# 2 Werte in Select zusammenfassen



## Deemax (15. Januar 2004)

Hallo,

ich möchte in meinen Select-Befehl 2 Spalten zu einen zusammenfassen. 

Z.B Select spalte1, spalte2 FROM tabelle 

> in Select spalte1&spalte2 FROM tabelle

Geht das?
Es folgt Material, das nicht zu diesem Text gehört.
Issue #1465, opened 2021-09-28
Consistency between how views and templates are organized


mouse-reeve:
The views, templates, and tests should be organized into directories in a way that reflects how they are used. Right now it's a bit of a mishmash. While we're at it, let's improve naming and markup conventions.

- [x] User preferences (#1464)
- [x] Site admin (#1467)
- [x] Directory (#1468)
- [x] User profile (#1469 and #1471)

Ich benutze einen MySQL-DB.


----------



## melmager (15. Januar 2004)

Klar kann man Felder zusammenfassen 

bei Zahlen kann man alle Grundrechenarten benutzen

select (felda + feldb) as ab from .....

Bei Text macht man sowas

select concat(felda,feldb) as ab from ....


----------



## Deemax (16. Januar 2004)

Danke,

funktioniert !

Zusammenfassung: Werte in DB aus 2 Spalten zu einer zusammenfassen

Access Strings: SELECT Spalte1& Spalte2 AS Sp FROM Tabelle
Access Zahlen: SELECT Spalte1+ Spalte2 AS Sp FROM Tabelle

MySQL Strings: SELECT concat(Spalte1, Spalte2) AS Sp FROM Tabelle
MySQL Zahlen: SELECT (Spalte1+ Spalte2) AS Sp FROM Tabelle


----------